Exercise requirements =
Look below for the line containing "return print_nvalues(scalar @metrics) ."; from there, print each line exactly up to and including the line containing "Thanks @mbethke!", and stop.

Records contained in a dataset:
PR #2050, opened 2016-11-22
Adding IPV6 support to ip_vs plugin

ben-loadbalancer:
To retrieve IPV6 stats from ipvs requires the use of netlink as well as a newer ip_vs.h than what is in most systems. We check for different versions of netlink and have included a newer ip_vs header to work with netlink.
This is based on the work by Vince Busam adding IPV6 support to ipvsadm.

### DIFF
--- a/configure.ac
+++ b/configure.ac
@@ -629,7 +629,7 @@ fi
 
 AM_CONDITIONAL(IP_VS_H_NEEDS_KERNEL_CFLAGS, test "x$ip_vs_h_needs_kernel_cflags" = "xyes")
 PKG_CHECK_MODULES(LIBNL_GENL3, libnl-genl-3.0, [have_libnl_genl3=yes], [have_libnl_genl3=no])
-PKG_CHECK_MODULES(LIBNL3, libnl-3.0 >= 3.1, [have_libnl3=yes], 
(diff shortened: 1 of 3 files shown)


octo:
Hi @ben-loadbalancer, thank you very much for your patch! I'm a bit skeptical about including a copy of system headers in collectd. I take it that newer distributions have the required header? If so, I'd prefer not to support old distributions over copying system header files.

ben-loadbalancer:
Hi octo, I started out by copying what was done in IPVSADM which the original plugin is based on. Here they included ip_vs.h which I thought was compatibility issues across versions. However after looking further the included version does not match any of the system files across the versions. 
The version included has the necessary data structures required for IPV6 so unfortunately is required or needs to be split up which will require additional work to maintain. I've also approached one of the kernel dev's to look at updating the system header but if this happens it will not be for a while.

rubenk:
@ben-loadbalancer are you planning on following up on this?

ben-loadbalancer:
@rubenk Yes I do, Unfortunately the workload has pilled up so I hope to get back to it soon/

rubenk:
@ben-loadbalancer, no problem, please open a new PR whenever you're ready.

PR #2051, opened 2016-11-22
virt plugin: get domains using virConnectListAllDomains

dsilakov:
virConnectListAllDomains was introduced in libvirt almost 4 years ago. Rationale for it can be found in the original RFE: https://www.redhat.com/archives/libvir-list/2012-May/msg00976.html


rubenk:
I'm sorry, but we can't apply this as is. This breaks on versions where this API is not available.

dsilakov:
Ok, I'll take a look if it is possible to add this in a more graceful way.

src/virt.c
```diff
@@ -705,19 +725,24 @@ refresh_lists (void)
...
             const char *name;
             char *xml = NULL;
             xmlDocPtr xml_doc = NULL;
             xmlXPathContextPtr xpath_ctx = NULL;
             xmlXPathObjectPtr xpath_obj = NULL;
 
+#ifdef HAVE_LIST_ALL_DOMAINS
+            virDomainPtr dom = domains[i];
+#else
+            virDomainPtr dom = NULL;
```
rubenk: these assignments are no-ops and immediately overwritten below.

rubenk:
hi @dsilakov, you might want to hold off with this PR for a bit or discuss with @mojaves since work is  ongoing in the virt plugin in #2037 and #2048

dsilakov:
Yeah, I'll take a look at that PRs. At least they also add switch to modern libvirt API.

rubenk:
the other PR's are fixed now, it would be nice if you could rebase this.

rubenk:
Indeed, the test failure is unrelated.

...

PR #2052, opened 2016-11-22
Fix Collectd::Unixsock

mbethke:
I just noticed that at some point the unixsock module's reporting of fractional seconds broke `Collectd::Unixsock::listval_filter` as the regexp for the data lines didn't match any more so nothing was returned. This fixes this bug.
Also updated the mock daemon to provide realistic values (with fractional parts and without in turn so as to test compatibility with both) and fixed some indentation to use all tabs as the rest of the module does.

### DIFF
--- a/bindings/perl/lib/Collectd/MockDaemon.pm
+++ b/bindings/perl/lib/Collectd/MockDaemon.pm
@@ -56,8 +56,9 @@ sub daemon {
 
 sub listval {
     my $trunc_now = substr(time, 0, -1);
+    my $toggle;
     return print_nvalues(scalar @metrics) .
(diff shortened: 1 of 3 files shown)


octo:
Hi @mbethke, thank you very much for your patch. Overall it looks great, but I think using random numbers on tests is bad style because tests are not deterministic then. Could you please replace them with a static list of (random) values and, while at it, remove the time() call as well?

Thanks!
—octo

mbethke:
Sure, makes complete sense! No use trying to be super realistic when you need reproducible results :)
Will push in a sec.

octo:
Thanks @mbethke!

==

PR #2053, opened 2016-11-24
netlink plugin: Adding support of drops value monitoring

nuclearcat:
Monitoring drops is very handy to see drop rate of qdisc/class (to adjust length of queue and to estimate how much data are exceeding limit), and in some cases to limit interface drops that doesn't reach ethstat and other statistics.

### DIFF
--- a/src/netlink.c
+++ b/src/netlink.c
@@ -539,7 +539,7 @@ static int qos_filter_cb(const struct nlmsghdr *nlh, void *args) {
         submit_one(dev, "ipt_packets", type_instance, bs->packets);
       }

Answer box =
     return print_nvalues(scalar @metrics) .
(diff shortened: 1 of 3 files shown)


octo:
Hi @mbethke, thank you very much for your patch. Overall it looks great, but I think using random numbers on tests is bad style because tests are not deterministic then. Could you please replace them with a static list of (random) values and, while at it, remove the time() call as well?

Thanks!
—octo

mbethke:
Sure, makes complete sense! No use trying to be super realistic when you need reproducible results :)
Will push in a sec.

octo:
Thanks @mbethke!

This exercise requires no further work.